▶ Data listing:

PR #1669, opened 2024-02-29
feat(Export): Create export events route

### LINKED ISSUE #1668: feat(Export): Create export events route
Move the export events code out of data-export.component.ts and into a new component/route.

geoffreykwan:
## Changes
- Created export events route
- Moved code from data-export.component.ts to export-events.component.ts

## Test
- Make sure the export events works

Closes #1668

### DIFF
--- a/src/assets/wise5/classroomMonitor/dataExport/abstract-export.component.ts
+++ b/src/assets/wise5/classroomMonitor/dataExport/abstract-export.component.ts
@@ -86,4 +86,26 @@ export abstract class AbstractExportComponent {
     }
     return selectedNodes;
   }
+
+  /**
+   * @param users An array of user objects. Each user object contains an id and name.
+   * @returns {object} An object that contains key/value pairs. The key is userIdX
+   * or studentNameX where X is an integer. The values are the corresponding actual
+   * values of user id and student name.
+   */
+  extractUserIDsAndStudentNames(users: any[]): any {
+    const extractedUserIDsAndStudentNames = {};
+    for (let u = 0; u < users.length; u++) {
+      let user = users[u];
+      extractedUserIDsAndStudentNames['userId' + (u + 1)] = user.id;
+      if (this.canViewStudentNames) {
+        extractedUserIDsAndStudentNames['studentName' + (u + 1)] = user.name;
+      }
+    }
+    return extractedUserIDsAndStudentNames;
+  }
+
+  protected goBack(): void {
+    this.router.navigate(['..'], { relativeTo: this.route });
+  }
 }
--- a/src/assets/wise5/classroomMonitor/dataExport/abstract-export.component.ts
+++ b/src/assets/wise5/classroomMonitor/dataExport/abstract-export.component.ts
@@ -93,16 +93,16 @@ export abstract class AbstractExportComponent {
    * or studentNameX where X is an integer. The values are the corresponding actual
    * values of user id and student name.
    */
-  extractUserIDsAndStudentNames(users: any[]): any {
-    const extractedUserIDsAndStudentNames = {};
+  extractUserIDsAndStudentNames(users: any[]): Record<string, number | string> {
+    const userIDsAndStudentNames = {};
     for (let u = 0; u < users.length; u++) {
       let user = users[u];
-      extractedUserIDsAndStudentNames['userId' + (u + 1)] = user.id;
+      userIDsAndStudentNames['userId' + (u + 1)] = user.id;
       if (this.canViewStudentNames) {
-        extractedUserIDsAndStudentNames['studentName' + (u + 1)] = user.name;
+        userIDsAndStudentNames['studentName' + (u + 1)] = user.name;
       }
     }
-    return extractedUserIDsAndStudentNames;
+    return userIDsAndStudentNames;
   }
 
   protected goBack(): void {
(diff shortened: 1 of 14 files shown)


src/assets/wise5/classroomMonitor/dataExport/abstract-export.component.ts
```diff
@@ -86,4 +86,26 @@ export abstract class AbstractExportComponent {
...
   }
+
+  /**
+   * @param users An array of user objects. Each user object contains an id and name.
+   * @returns {object} An object that contains key/value pairs. The key is userIdX
+   * or studentNameX where X is an integer. The values are the corresponding actual
+   * values of user id and student name.
+   */
+  extractUserIDsAndStudentNames(users: any[]): any {
+    const extractedUserIDsAndStudentNames = {};
```
hirokiterashima: Do we need the extracted prefix?
```suggestion
    const userIDsAndStudentNames = {};
```

src/assets/wise5/classroomMonitor/dataExport/export-events/export-events.component.ts
```diff
@@ -0,0 +1,22 @@
...
+
+@Component({
+  selector: 'export-events',
+  templateUrl: './export-events.component.html',
+  styleUrls: ['./export-events.component.scss']
+})
+export class ExportEventsComponent extends AbstractExportComponent {
+  public includeNames: boolean = false;
+  public includeStudentEvents: boolean = true;
+  public includeTeacherEvents: boolean = true;
```
hirokiterashima, line 13: Do these fields need to be public?

src/assets/wise5/classroomMonitor/dataExport/strategies/AbstractDataExportStrategy.ts
```diff
@@ -162,4 +163,8 @@ export abstract class AbstractDataExportStrategy implements DataExportStrategy {
       `${componentNumber}_${componentTypeWithUnderscore}_work.csv`
     );
   }
+
+  generateCSVFile(rows: any[], fileName: string): void {
+    generateCSVFile(rows, fileName);
+  }
```
hirokiterashima, line 169: Should we call generateCSVFile() directly and not add this function?

src/assets/wise5/classroomMonitor/dataExport/abstract-export.component.ts
```diff
@@ -86,4 +86,26 @@ export abstract class AbstractExportComponent {
...
     return selectedNodes;
   }
+
+  /**
+   * @param users An array of user objects. Each user object contains an id and name.
+   * @returns {object} An object that contains key/value pairs. The key is userIdX
+   * or studentNameX where X is an integer. The values are the corresponding actual
+   * values of user id and student name.
+   */
+  extractUserIDsAndStudentNames(users: any[]): any {
```
hirokiterashima: Use [Record](https://www.typescriptlang.org/docs/handbook/utility-types.html#recordkeys-type) to specify types of key and value on the returned object?


```suggestion
  extractUserIDsAndStudentNames(users: any[]): Record<string, number | string>  {
```

hirokiterashima (commented):
Functionality works.

Should we require users to select "Include Student Events" or "Include Teacher Events" or both before they can click the export button? The export wouldn't be that useful unless they select one or both of those options.

Also, I added some comments about code inline. Lmk what you think.

geoffreykwan:
The events export now requires at least one of the student or teacher events checkboxes to be checked before you can export. I've updated the extractUserIDsAndStudentNames() function with the suggested changes.

src/assets/wise5/classroomMonitor/dataExport/export-events/export-events.component.ts
geoffreykwan: These need to be public due to the coupling of the strategy with the controller. Other export strategies have this problem too. We should refactor all of them later after all the exports have their own route/component.

https://github.com/WISE-Community/WISE-Client/blob/0c29088c2b2f30180b2a3d8b1c7275f961257482/src/assets/wise5/classroomMonitor/dataExport/strategies/EventDataExportStrategy.ts#L6-L17

src/assets/wise5/classroomMonitor/dataExport/strategies/AbstractDataExportStrategy.ts
geoffreykwan: This is required for testing since I couldn't find an easy way to monitor the parameters that are sent to generateCSVFile() if we use the function directly from csv.ts. If we could find a better solution to this in the future, that would be good.

src/assets/wise5/classroomMonitor/dataExport/export-events/export-events.component.ts
hirokiterashima: Ok. Sounds good.

src/assets/wise5/classroomMonitor/dataExport/strategies/AbstractDataExportStrategy.ts
hirokiterashima: Ok, let's refactor this in the future. It's not ideal to have to write extra code just to make the tests pass.

hirokiterashima (approved):
LGTM.

PR #1670, opened 2024-03-01
feat(Multiple Languages): Disable default language editor

hirokiterashima:
## Changes
- Disable the default language editor to prevent authors from editing the default language HTML content when in translation mode.

## Test prep
- Test with https://github.com/WISE-Community/WISE-API/pull/253. Make sure to get the latest changes.

## Test HTMLComponent in AT with translation enabled unit
- When in another language
   - you can translate the content in the first tab (translation language)
   - you cannot edit the content in the second tab (default langauge)
- When in default language
   - you can edit the content


geoffreykwan:
Functionality works. When in the default language view, should we have some kind of note or explanation as to why it isn't editable? I imagine some authors would expect to be able to edit the default language in that view.

hirokiterashima:
Good idea. I added a message in the default language tab.

geoffreykwan (approved):
Looks good.

PR #1674, opened 2024-03-06
fix(Authoring): Fix moving lesson above first empty lesson breaks unit

### LINKED ISSUE #1673: fix(Authoring): Moving lesson above first empty lesson breaks unit
Note: Performing these steps will break the unit and it will no longer load
1. Open or create a unit in the Authoring Tool
2. Create a lesson with no steps and make it the first lesson in the unit
3. Move a lesson that contains at least one step and make it the first lesson in the unit. This will immediately break the Authoring Tool.

geoffreykwan:
## Changes
- Authors can now move a lesson that contains steps above the first empty lesson without breaking the unit
- After this action is performed, for the lesson that contains steps, the last step in the lesson will have no transitions. Everything still works because the lesson that has steps still has a transition to the empty lesson.

## Test
1. Open or create a unit in the Authoring Tool
2. Create a lesson with no steps and make it the first lesson in the unit
3. Move a lesson that contains at least one step and make it the first lesson in the unit. This used to immediately break the Authoring Tool but now it should not.

Closes #1673

### DIFF
--- a/src/assets/wise5/services/teacherProjectService.ts
+++ b/src/assets/wise5/services/teacherProjectService.ts
@@ -2267,18 +2267,9 @@ export class TeacherProjectService extends ProjectService {
                 const oldToGroup = this.getNodeById(oldToGroupId);
                 if (oldToGroup != null) {
                   const oldToGroupStartId = oldToGroup.startId;
-                  const transition = {};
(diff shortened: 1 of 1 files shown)


hirokiterashima (approved):
LGTM

PR #1677, opened 2024-03-07
fix(Authoring): Fix deleting first lesson when second lesson is empty

### LINKED ISSUE #1676: Bug(Authoring Tool): Deleting all lessons at the same time breaks unit
### Description
Deleting all lessons at the same time breaks the unit. 

### Steps to reproduce:
1. Create a new unit
2. Add a new empty lesson after the first default lesson
3. Select both lessons and click the global delete icon in the top row

You will see this:
Screenshot 2024-03-06 at 5 03 14 PM

Refreshing the browser throws this js error and takes you back to the homepage:
```
src_app_teacher_teacher-authoring_module_ts.js:2 ERROR Error: Uncaught (in promise): TypeError: Cannot read properties of null (reading 'startId')
TypeError: Cannot read properties of null (reading 'startId')
    at TeacherProjectService.calculateNodeNumberForLesson (projectService.ts:1715:14)
    at TeacherProjectService.calculateNodeNumbersHelper (projectService.ts:1475:32)
    at TeacherProjectService.calculateNodeNumbers (projectService.ts:1451:10)
    at TeacherProjectService.parseProject (projectService.ts:226:10)
    at TeacherProjectService.setProject (projectService.ts:57:10)
    at Object.next (projectService.ts:786:14)
```

geoffreykwan:
## Changes
- Fix deleting first lesson when second lesson is empty. This used to break the unit.

## Test
1. Create a new unit
2. Add a new empty lesson after the first default lesson
3. Select both lessons and click the global delete icon in the top row. This used to break the unit but now it should not.

Closes #1676

### DIFF
--- a/src/assets/wise5/services/deleteNodeService.ts
+++ b/src/assets/wise5/services/deleteNodeService.ts
@@ -83,7 +83,7 @@ export class DeleteNodeService {
       let nextNodeId = transitions[0].to;
       if (this.ProjectService.isGroupNode(nextNodeId)) {
         const nextGroupStartId = this.ProjectService.getGroupStartId(nextNodeId);
-        if (nextGroupStartId == null) {
+        if (nextGroupStartId == null || nextGroupStartId === '') {
           this.ProjectService.setStartNodeId(nextNodeId);
         } else {
           this.ProjectService.setStartNodeId(nextGroupStartId);


hirokiterashima (approved):
LGTM

PR #1678, opened 2024-03-07
fix(MC): Clicking on checkbox not properly updating checked status

hirokiterashima:
## Changes
- Fix issue where clicking on checkbox in MC was not properly updating checked status. This may be related to changes in Angular

## Test
- Make sure that MC checkbox item with correctness works properly


geoffreykwan (approved):
Looks good.

PR #1681, opened 2024-03-10
feat(Translation): Convert table item inputs to translatable

geoffreykwan:
## Changes
- Converted Table item inputs to translatable inputs

## Test
- Author a Table item and make sure the table cells are translatable

### DIFF
--- a/src/assets/wise5/components/table/table-authoring/table-authoring.component.html
+++ b/src/assets/wise5/components/table/table-authoring/table-authoring.component.html
@@ -146,15 +146,14 @@
       </td>
       <td *ngFor="let cell of row" class="inner-cell-container">
         <div fxLayout="column" fxLayoutAlign="center center">
-          <mat-form-field class="cell-text">
-            <input
-              matInput
-              [(ngModel)]="cell.text"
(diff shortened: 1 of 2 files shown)


hirokiterashima (approved):
LGTM.

Unrelated to this PR- when I preview the unit, the language text don't show in the cells. I see default language text for all the cells instead. Do you see this too?

geoffreykwan:
Yea I see that problem too.

Problem occurs when
1. Load the unit preview (you will be in the default language English)
2. Go to the Table step
3. Switch to another language like Spanish
4. The text in the cells will incorrectly remain in English

Problem does not occur when
1. Load the unit preview not on the Table step (you will be in the default language English)
2. Switch to another language like Spanish
3. Go to the Table step
4. The text in the cells are correctly translated to Spanish

I think the problem is caused by the student data saving. When you switch language, it triggers an auto save. If the student data saves in English, it will remain in English even if you switch language. This can be a problem for other item types too depending on what kind of student data is saved. If the student starts the unit in Spanish and never changes the language, they won't run into this problem.

PR #1683, opened 2024-03-11
feat(Translation): Make animation authoring inputs translatable

breity:
## Changes
- Convert authoring input for Text field in animation components to translatable input.

Note: The other animation fields that should be translatable all include image choosers, which don't yet work with translatable inputs. These will be made translatable in a separate PR.

## Test
- Author an animation component and add a Text object.
- Make sure the "Text" field is translatable.


hirokiterashima (approved):
LGTM.

PR #1684, opened 2024-03-11
feat(Translation): Make concept map authoring inputs translatable

breity:
## Changes
- Convert authoring inputs for Node Label, Links Title, and Link Label fields in concept map components to translatable inputs.

Note: The Node Image field should also be translatable, but it is connected to a file (image) upload, which doesn't yet work with translatable inputs. This will be made translatable in a separate PR.

## Test
- Author a concept map component and add some nodes, link title and links.
- Make sure the fields listed above are translatable.


hirokiterashima (approved):
LGTM.

PR #1687, opened 2024-03-12
feat(Teacher): Implement apply tags button

geoffreykwan:
## Changes
- Implemented apply tags button in the Class Schedule view
- Tags can be applied to a unit
- Tags can be removed from a unit

Note: You can't create a new tag at the moment.

## Test
- Test with https://github.com/WISE-Community/WISE-API/pull/260
- In the Class Schedule view, select some units by clicking on their checkbox
- Click the "Apply tags" button and make sure you can add and remove a tag from a unit using the apply tags menu. You should have an "archived" tag already created if you have previously archived any units. In the future we might not want to display the "archived" tag in this menu.
- When you apply a tag, the tag should immediately show up in the unit card
- When you remove a tag, the tag should immediately disappear from the unit card

Note: Adding or removing the "archived" tag on a unit will not immediately move the unit to the active or archived section.

### DIFF
--- a/src/app/teacher/apply-tags-button/apply-tags-button.component.ts
+++ b/src/app/teacher/apply-tags-button/apply-tags-button.component.ts
@@ -1,0 +1,57 @@
+import { Component, Input, OnInit } from '@angular/core';
+import { Project } from '../../domain/project';
+import { TagService } from '../../../assets/wise5/services/tagService';
+
+@Component({
+  selector: 'apply-tags-button',
+  templateUrl: './apply-tags-button.component.html',
+  styleUrls: ['./apply-tags-button.component.scss']
+})
+export class ApplyTagsButtonComponent implements OnInit {
+  protected tags: any[] = [];
+  @Input() selectedProjects: Project[] = [];
+
+  constructor(private tagService: TagService) {}
+
+  ngOnInit(): void {
+    this.tagService.retrieveUserTags().subscribe((tags) => {
+      for (const tag of tags) {
+        tag.checked = this.doesAnyProjectHaveTag(tag);
+      }
+      this.tags = tags;
+    });
+  }
+
+  private doesAnyProjectHaveTag(tag: any): boolean {
+    for (const project of this.selectedProjects) {
+      if (project.tags.includes(tag.text)) {
+        return true;
+      }
+    }
+    return false;
+  }
+
+  protected toggleTagOnProjects(tag: any, checked: boolean): void {
+    if (checked) {
+      this.addTagToProjects(tag, this.selectedProjects);
+      this.tagService.applyTagToProjects(tag.text, this.selectedProjects);
+    } else {
+      this.removeTagFromProjects(tag, this.selectedProjects);
+      this.tagService.removeTagFromProjects(tag.text, this.selectedProjects);
+    }
+  }
+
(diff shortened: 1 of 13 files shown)


src/assets/wise5/services/tagService.ts
```diff
@@ -80,4 +82,25 @@ export class TagService {
...
     return this.getExistingTagNames().includes(tagName);
   }
+
+  retrieveUserTags(): Observable<any> {
+    return this.http.get(`/api/user/tags`);
+  }
+
+  applyTagToProjects(tag: any, projects: Project[]): Subscription {
+    const projectIds = projects.map((project) => project.id);
+    return this.http.put(`/api/projects/tag/${tag}`, projectIds).subscribe(() => {});
```
hirokiterashima: No need to pass in a function?
```suggestion
    return this.http.put(`/api/projects/tag/${tag}`, projectIds).subscribe();
```

src/assets/wise5/services/tagService.ts
```diff
@@ -80,4 +82,25 @@ export class TagService {
...
+  removeTagFromProjects(tag: any, projects: Project[]): Subscription {
+    let params = new HttpParams();
+    for (const project of projects) {
+      params = params.append('projectIds', project.id);
+    }
+    return this.http
+      .delete(`/api/projects/tag/${tag}`, {
+        params: params
+      })
+      .subscribe(() => {});
```
hirokiterashima: No need to pass in a function?
```suggestion
      .subscribe();
```

src/app/teacher/apply-tags-button/apply-tags-button.component.ts
```diff
@@ -0,0 +1,57 @@
...
+  private doesAnyProjectHaveTag(tag: any): boolean {
+    for (const project of this.selectedProjects) {
+      if (project.tags.includes(tag.text)) {
+        return true;
+      }
+    }
+    return false;
+  }
+
+  protected toggleTagOnProjects(tag: any, checked: boolean): void {
```
hirokiterashima: The second parameter indicates whether we're adding or removing the tag, so rename variable to match?
```suggestion
  protected toggleTagOnProjects(tag: Tag, addTag: boolean): void {
```

hirokiterashima (commented):
Functionality works as described. I agree that we shouldn't show the archived tag- this can be removed in the future before we merge to develop.

I have a few comments/questions:
- I'm wondering if the checkbox should behave like the SelectAllItemsCheckboxComponent: none, some, and all. If some of the selected units have the "archived" tag, it should show a minus sign instead of checked? Can we reuse the SelectAllItemsCheckboxComponent in the Apply tags dropdown?
- Is the class type of tag a string? If so, we can replace occurrences of "any" with "string".
- I added some code comments inline.

geoffreykwan:
I've created a Tag interface and used it for parameter types. I've also removed the subscribe empty functions.

I'll add the minus checkbox sign in a different PR. I'll see if we should use the SelectAllItemsCheckboxComponent for that functionality.

hirokiterashima (approved):
LGTM.

Before merge, can you alphabetize the fields in ApplyTagsButtonComponent?

Another thing to consider for the future is making ApplyTagsButtonComponent into a standalone component and removing the need for ApplyTagsButtonModule.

▶ Task statement:
For every line above that holds the word "Schedule", report the whole line.

▶ Written answer:
- Implemented apply tags button in the Class Schedule view
- In the Class Schedule view, select some units by clicking on their checkbox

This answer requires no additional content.